There was a moment, of course, when all this seemed about to change; 25 years ago, when the Cold War ended and the Berlin Wall was swept away, it seemed that we might at last be able to begin to live out the ideals which helped shaped the United Nations and the Council of Europe, in the aftermath of the Second World War.

For that optimistic vision to have been fulfilled, though, the world institutions we were beginning to develop would have had to have been supported, whether Theresa May likes it or not, by a world citizenry; people who, while proud to belong to one country or another, would have come to understand that global problems - from poverty and war to climate change and environmental destruction - require global action, supported by global political debate. And as it turns out, the forces of ignorance, ill-will, and self-interested manipulation of popular sentiment have simply proved too strong for all that. Many powerful tools for international awareness and community-building are now in our hands, from universal email to the social networks. Yet instead - as pressures increase, and barriers are thrown up against new waves of migrants - we are watching the return of forms of chauvinistic nationalism so vicious, and so deluded, that the relatively enlightened and outward-looking brand of nationalism on offer from the SNP in Glasgow this week looks both benign and vulnerable by comparison.

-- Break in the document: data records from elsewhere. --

Issue #857, opened 2021-07-05
Liquidation Recovery: Compare suggested fee vs max configured fee


nkuba:
According to [RFC-2](https://github.com/keep-network/keep-ecdsa/blob/master/docs/rfc/rfc-2.adoc#dealing-with-the-bitcoin-fee) fee suggested by Bitcoin handle should be compared with max fee configured by the operator:

> There is one exception to the rule that the 25-block suggested fee should be used in the presence of a Bitcoin connection. If this suggested fee would result in a fee consuming more than 5% of the UTXO value that is being split, then the lesser of the 25-block suggested fee and MaxFeePerVByte configured fee should be used. Because the true fee computation requires that the full transaction be assembled, the transaction fee should be estimated by assuming the final transaction will be 175 vBytes, which should be very close to accurate given the regular structure of liquidation refund transactions.
If the final fee is computed as being >5% of UTXO value, the client should log a WARN message so that the operator can be aware of this and revise their max fee per vByte if desired.

PR #859, opened 2021-07-07
Liquidation recovery:  Compare estimated transaction fee with 5% utxo value 

nkuba:
According to [RFC-2](https://github.com/keep-network/keep-ecdsa/blob/master/docs/rfc/rfc-2.adoc#dealing-with-the-bitcoin-fee) fee suggested by Bitcoin handle should be compared with max fee configured by the operator:

> There is one exception to the rule that the 25-block suggested fee should be used in the presence of a Bitcoin connection. If this suggested fee would result in a fee consuming more than 5% of the UTXO value that is being split, then the lesser of the 25-block suggested fee and MaxFeePerVByte configured fee should be used. Because the true fee computation requires that the full transaction be assembled, the transaction fee should be estimated by assuming the final transaction will be 175 vBytes, which should be very close to accurate given the regular structure of liquidation refund transactions.
If the final fee is computed as being >5% of UTXO value, the client should log a WARN message so that the operator can be aware of this and revise their max fee per vByte if desired.

This PR has couple more improvements that are described in the commits.

Closes: https://github.com/keep-network/keep-ecdsa/issues/857

### DIFF
--- a/pkg/chain/local/tbtc.go
+++ b/pkg/chain/local/tbtc.go
@@ -3,7 +3,6 @@ package local
 import (
 	"bytes"
 	"context"
-	"encoding/binary"
 	"encoding/hex"
 	"fmt"
 	"math/big"
@@ -17,9 +16,8 @@ import (
 )
 
 const (
-	defaultUTXOValue            = 10000000
 	defaultInitialRedemptionFee = 10
-	defaultUtxoValueHex         = "8096980000000000"
+	defaultUtxoValueHex         = "8096980000000000" // 10000000
 	defaultFundedAt             = "1615172517"
 	previousTransactionHashHex  = "c27c3bfa8293ac6b303b9f7455ae23b7c24b8814915a6511976027064efc4d51"
 	previousTransactionIndex    = 1
@@ -190,9 +188,9 @@ func (tlc *TBTCLocalChain) CreateDeposit(
 	tlc.deposits[depositAddress] = &localDeposit{
 		keepAddress: keepAddress.Hex(),
 		state:       chain.AwaitingSignerSetup,
-		utxoValue:   big.NewInt(defaultUTXOValue),
+		utxoValue:   big.NewInt(int64(chain.UtxoValueBytesToUint32(utxoValueBytes))),
 		fundingInfo: &chain.FundingInfo{
-			UtxoValueBytes:  utxoValueBytes, // 0x0065cd1d00000000
+			UtxoValueBytes:  utxoValueBytes,
 			FundedAt:        fundedAt,
 			TransactionHash: previousTransactionHashHex,
 			OutputIndex:     previousTransactionIndex,
@@ -773,5 +771,5 @@ func (tlc *TBTCLocalChain) Logger() *ChainLogger {
 }
 
 func fromLittleEndianBytes(bytes [8]byte) *big.Int {
-	return new(big.Int).SetUint64(binary.LittleEndian.Uint64(bytes[:]))
+	return new(big.Int).SetUint64(uint64(chain.UtxoValueBytesToUint32(bytes)))
 }
--- a/pkg/chain/tbtc_test.go
+++ b/pkg/chain/tbtc_test.go
@@ -73,3 +73,47 @@ func TestParseUtxoOutpoint(t *testing.T) {
 		})
 	}
 }
+
+func TestUtxoValueBytesToUint32(t *testing.T) {
+	testData := map[string]struct {
+		utxoValueBytes [8]uint8
+		expectedValue  uint32
+	}{
+		"0": {
+			[8]uint8{0, 0, 0, 0}, // 0x00000000
+			uint32(0),
+		},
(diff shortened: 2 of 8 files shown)


pkg/chain/local/tbtc.go
```diff
@@ -17,9 +16,8 @@ import (
 )
 
 const (
-	defaultUTXOValue            = 10000000
 	defaultInitialRedemptionFee = 10
-	defaultUtxoValueHex         = "8096980000000000"
+	defaultUtxoValueHex         = "8096980000000000" // 10000000
```
beaushinkle, line 20: :100:

pkg/chain/tbtc_test.go
```diff
@@ -73,3 +73,47 @@ func TestParseUtxoOutpoint(t *testing.T) {
...
+	}
+	for testName, testData := range testData {
+		t.Run(testName, func(t *testing.T) {
+			actualValue := UtxoValueBytesToUint32(testData.utxoValueBytes)
+			if actualValue != testData.expectedValue {
+				t.Errorf("unexpected result\nexpected: %d\nactual:   %d", testData.expectedValue, actualValue)
+			}
+		})
+	}
+}
```
beaushinkle, line 119: love it

pkg/client/liquidation_recovery.go
```diff
@@ -176,17 +186,59 @@ func handleLiquidationRecovery(
...
+		if estimatedTransactionFee > fivePercentPreviousOutput {
+			if tbtcConfig.Bitcoin.MaxFeePerVByte > 0 {
+				vbyteFee = min(vbyteFee, tbtcConfig.Bitcoin.MaxFeePerVByte)
+			}
+
+			// If the final fee is computed as being >5% of UTXO value, the client
+			// should log a WARN message so that the operator can be aware of this
+			// and revise their max fee per vByte if desired.
+			logger.Warnf(
+				"estimated transaction fee [%d] is greater than 5%% of the UTXO value [%d]; "+
```
beaushinkle, line 235:
```suggestion
				"estimated transaction fee [%d] is greater than 5% of the UTXO value [%d]; "+
```

pkg/client/liquidation_recovery.go
```diff
@@ -176,17 +186,59 @@ func handleLiquidationRecovery(
...
+		// Since the electrs connection is optional, we don't return the error.
+	}
+	if vbyteFee > 0 {
+		// Fee computation requires that the full transaction be assembled. The
+		// transaction fee should be estimated by assuming the final transaction
+		// will be 175 vBytes, which should be very close to accurate given the
+		// regular structure of liquidation refund transactions.
+		estimatedTransactionFee := vbyteFee * estimatedTransactionSizeVByte
+
+		fivePercentPreviousOutput := previousOutputValue / 20 // 5% of UTXO
```
beaushinkle, line 219: Do we lose precision here because everything is integers? Does that actually matter? 🤔

pkg/client/liquidation_recovery.go
```diff
@@ -197,3 +249,10 @@ func resolveVbyteFee(bitcoinHandle bitcoin.Handle, tbtcConfig *tbtc.Config) int3
 
 	return vbyteFee
 }
+
+func min(a, b int32) int32 {
```
beaushinkle, line 253: it's pretty wild to me that this isn't in the standard lib

pkg/client/liquidation_recovery.go
nkuba: We need to use a double percent sign (`%%`) for literal value in the format function. 

See https://golang.org/pkg/fmt/#hdr-Printing:
> %%	a literal percent sign; consumes no value

beaushinkle: !

pkg/client/liquidation_recovery.go
nkuba: We do lose precision, but I believe it doesn't matter to us that much here.

We expect `previousOutputValue` to be relatively big values. The lowest TBTC deposit lot size is 0.01 BTC, so `previousOutputValue` will be `1000000` (0.01 BTC -> satoshis).

We will use the calculated value in `estimatedTransactionFee > fivePercentPreviousOutput` comparison.
`estimatedTransactionFee` will be min. `175` (`estimatedTransactionFee = vbyteFee * estimatedTransactionSizeVByte`)

The lowest possible scenario where precision would matter is `estimatedTransactionFee` to be `175` or `176`. Which corresponds to `previousOutputValue` of `175*20 = 3500` and `176*20=3520`.

Also, the calculation result is rounded down so it works in the operator's favor in `estimatedTransactionFee > fivePercentPreviousOutput` check.

Please let me know if I made some mistakes in my assumptions and we should be more precision caucious.

beaushinkle: Okay! Double-checked that math there and it all looks good. Thanks for proving that out for me!

PR #877, opened 2021-08-02
Remove contract artifact folder before copying

tomaszslabon:
This PR adds a small change - remove the folder with contract artifact before copying.
Also the `artifacts/` directory is added to `.gitignore`.

### DIFF
--- a/.gitignore
+++ b/.gitignore
@@ -22,6 +22,7 @@ node_modules/
 # Generated files
 *.abi
 abi/
+artifacts/
 
 # Build output
 build/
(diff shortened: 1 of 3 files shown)


.gitignore
```diff
@@ -22,6 +22,7 @@ node_modules/
 # Generated files
 *.abi
 abi/
+artifacts/
```
nkuba, line 25: I'm not sure if `Generated files` is a good section for this directory, it feels more like `Build output`, or even `Deployment output`.

nkuba (approved):
Left a non-blocking comment.

PR #878, opened 2021-08-03
Update locked sha3 version to 1.2.6

nkuba:
In this PR we updated version of `sha3` in `package-lock.json` file to `1.2.6`, as the previous version was erroring node-gyp in npm install on Node 14.

### DIFF
--- a/solidity/package-lock.json
+++ b/solidity/package-lock.json
@@ -34096,9 +34096,9 @@
       }
     },
     "sha3": {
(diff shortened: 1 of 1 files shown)


michalinacienciala (approved):
I've tested it locally, looking good! I created a PR with accompanying changes in the `local-setup`: https://github.com/keep-network/local-setup/pull/105.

Some observers , of course, predicted the crumbling of our present architecture of international institutions as long ago as 2003, when they argued that the Bush/Blair invasion of Iraq, without UN sanction, had done to the United Nations what Mussolini’s invasion of Abyssinia did to the old League Of Nations, back in 1935. And certainly those international structures have never looked weaker than they do this week, with the fair city of Aleppo in ruins, and even the economically powerful EU threatened on all sides by braying right-wing nationalisms.

Those who are foolish or malign enough to rejoice in the humiliation of those organisations, though, should note that their moment of triumph is likely to be brief. Every single circumstance of the people in the nations for whom they think they speak is partly determined by forces beyond their own shores. From trade, to climate change, to our very food supplies, our future depends on others, and we need political institutions to reflect that mutual dependence, and to enable us to reach workable solutions together. At the moment, in a spasm of denial, we seem to be being dragged back to an age of gunboat diplomacy, where a quick dose of military might and a visit from the Royal Yacht Britannia is enough to keep Marmite on the table, and all right with the world. That world, though, now only exists in our dreams; and if our international institutions fail now, then the time will come, within a very few years, when we have to wake from our dreaming, and start to rebuild them all over again, from scratch.